The researchers cannot currently answer whether the plastic pollution damages the trees. The amounts ingested were very small, explains Gessler. "But if trees are exposed to these concentrations for years, a significant transport and consequently accumulation in the leaves, trunk and branches must be expected." The nanoparticles are small enough to interact with the cell membranes to kick, explains the ecologist. "Once they are in the cells, it is conceivable that they interact with the organelles and in this way influence photosynthesis, for example."

The consequences for the plants still have to be examined in more detail. It is conceivable that plastic pollution is an additional burden on forests, which are already under severe pressure from climate change.

Ultimately, the plastic could also end up in humans via contamination of plants. In experiments with rice plants, Chinese researchers demonstrated that the roots of the plantlets absorb the particles and transport them to the upper parts of the plant. Is the consumption of plastic-contaminated plants problematic for humans? There is no clear answer to this question.

Rillig points out that the particles also reach field plants via the air and can possibly get into the body this way alone. In addition, the plastics can contain various additives that are harmful to health or the environment, such as flame retardants and stabilizers. The problem might not then be the intake of the microplastic itself, but the toxic substances associated with it. Of particular concern in this context is microplastics from tire abrasion, which, according to the Federal Environment Agency (UBA), is the largest source of plastic emissions into the environment. This means that numerous toxic substances such as zinc, lead or cadmium are released into the environment.
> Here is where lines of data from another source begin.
PR #2653, opened 2018-10-20
Update Visual Studio project filters

tadanokojin:
VS filter fixes for you arcum.


arcum42:
Thanks! Was going to wait for the automatic builds to complete, then commit it, but @lightningterror beat me to it.

Just rebased and did some checking and all the changes I checked that were done to files that were moved are still there.

The real question's going to be what other changes we want to make to this branch before merging, and if there are any pr's we want to merge first and rebase after...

Most of the work to date on uptake in plants is laboratory testing. Even if the concentrations of plastic used correspond to those found in the field, the conditions are artificial. The plants are usually grown in a so-called hydroponic culture, in which their roots are immersed in an aqueous solution to which the plastic particles have been added. "These are pretty unrealistic scenarios," admits Matthias Rillig. "The microparticles stick everywhere in the soil, the amounts absorbed are likely to be lower than in laboratory experiments."

Direct measurements of microplastics in plants outdoors are currently difficult if not impossible - there are simply no reliable methods. After all, microplastics can be detected microscopically with great effort. There are currently no established measurement methods for the much smaller nanoplastic particles.